Kementan Bekali Peternak Kediri Meracik Pakan Mandiri untuk Tekan Biaya Produksi

 

Kementerian  Pertanian (Kementan) membekali peternak Kediri dengan kemampuan menyusun formulasi pakan secara mandiri( by tabloid sinartani.com)


Kediri,
– Kementerian Pertanian (Kementan) terus mendorong peningkatan daya saing peternak ayam petelur melalui pelatihan penyusunan formulasi pakan mandiri. Langkah ini dilakukan untuk membantu peternak menekan biaya produksi yang selama ini didominasi oleh pengeluaran untuk pakan.

Upaya tersebut diwujudkan melalui Bimbingan Teknis (Bimtek) Manajemen Formulasi Pakan yang diselenggarakan Direktorat Jenderal Peternakan dan Kesehatan Hewan (Ditjen PKH) di Kabupaten Kediri, Jawa Timur.

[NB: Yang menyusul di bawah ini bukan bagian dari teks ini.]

PR #831, opened 2020-05-13
Changes to dev version output

FernandaDguez:
- The version command output now includes the commit in development mode
- Added `--version` option


cli/popper/__init__.py
```diff
@@ -1 +1,21 @@
...
+# check if dunamai is available
+dunamai_spec = importlib.util.find_spec("dunamai")
+dunamai_found = dunamai_spec is not None
+if dunamai_found:
+    # if dunamai is found, then we use it to display the version
+    import dunamai
+
+    __version__ = dunamai.Version.from_any_vcs().serialize()
+    ver = f'__popper_version__ = "{__version__}"'
+    path = os.path.split(os.getcwd())
```
ivotron, line 13: since `popper version` might not be executed from the popper repository folder always, the value returned by `os.getcwd()` doesn't necessarily correspond to the project root directory. Instead, what we can do is obtain the path to the current script, which in python 3 can be done by doing:

```python
import pathlib
_init_script_dir = pathlib.Path(__file__).parent.absolute()
```

So the `_init_script_dir` will always point to the folder containing the `__init__.py` script.

cli/popper/_version.py
```diff
@@ -0,0 +1 @@
+__popper_version__ = "2.5.1"
```
ivotron, line 1: this could be assigned to `0.0.0`, and then the tests we execute could check that the value is not `0.0.0` but instead is the value that `dunamai` returns.

cli/test/test_cmd_version.py
```diff
@@ -13,5 +13,5 @@ def test_version(self):
             runner = CliRunner()
             result = runner.invoke(cmd_version.cli)
             self.assertEqual(result.exit_code, 0)
-
+            self.assertEqual(__version__, __popper_version__)
```
ivotron, line 16: if we make the default be `0.0.0`, we can add one more assertion that tests that the value of the version is not `0.0.0`.

ivotron:
thanks @FernandaDguez, and congrats on your first merged PR! 🎉

PR #833, opened 2020-05-15
Error message for empty workflow file (#809)

nicolecastillo:
- Adds the error message when the workflow file is empty
- Adds the test


ivotron:
thanks a lot 😄

PR #838, opened 2020-05-22
cli: conditional container creation fix

vipulchhabra99:


cli/popper/runner_host.py
```diff
@@ -131,10 +131,12 @@ def run(self, step):
...
         container = self._find_container(cid)
-        if container and not self._config.reuse and not self._config.dry_run:
-            container.remove(force=True)
 
-        container = self._create_container(cid, step)
+        if not self._config.reuse and not self._config.dry_run:
+            if container:
+                container.remove(force=True)
+
+            container = self._create_container(cid, step)
```
ivotron, line 139: the `_create_container` function becomes a noop (only prints to the log) when `self._config.reuse` is `True`. So maybe we can avoid nested conditionals by doing:

```python
if not container and self._config.reuse:
    log.fail(f"Cannot find an existing container for step '{step.id}' to be reused")

if container and not self._config.reuse and not self._config.dry_run:
    container.remove(force=True)

if not container and not self._config.reuse:
    # create_container does not run if dry-run is true
    container = self._create_container(cid, step)
```

ivotron: oh, and we need to deal with conflicting request of `--reuse` but no container exists

vipulchhabra99: I think if the container already exists and the reuse flag is not used then we need to remove the container and create a new one.

cli/popper/runner_host.py
```diff
@@ -131,10 +131,18 @@ def run(self, step):
...
         container = self._find_container(cid)
+
+        if not container and self._config.reuse:
+            log.fail(
+                f"Cannot find an existing container for step '{step.id}' to be reused"
+            )
+
         if container and not self._config.reuse and not self._config.dry_run:
             container.remove(force=True)
+            container = self._create_container(cid, step)
```
ivotron, line 142: we can make `container = None`

vipulchhabra99: Yes works.

ivotron:
thanks @vipulchhabra99 !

Kegiatan ini merupakan bagian dari implementasi Program Hilirisasi Ayam Terintegrasi (HAT) yang bertujuan meningkatkan efisiensi usaha, produktivitas, serta nilai tambah sektor peternakan rakyat.

Pelatihan diikuti peternak ayam petelur skala mikro dan kecil. Selama kegiatan, peserta memperoleh materi mengenai penyusunan formulasi pakan yang efisien, bernutrisi seimbang, serta disesuaikan dengan kebutuhan ayam pada setiap fase pemeliharaan.

Dengan kemampuan tersebut, peternak diharapkan mampu memproduksi pakan secara mandiri sehingga biaya operasional dapat ditekan tanpa mengurangi kualitas maupun produktivitas telur.

Ketua Tim Kerja Pendaftaran dan Peredaran Pakan Ditjen PKH, Eny Hastuti, menjelaskan bahwa pakan merupakan faktor utama yang memengaruhi kesehatan dan produktivitas ternak sekaligus menjadi komponen biaya terbesar dalam usaha peternakan ayam petelur.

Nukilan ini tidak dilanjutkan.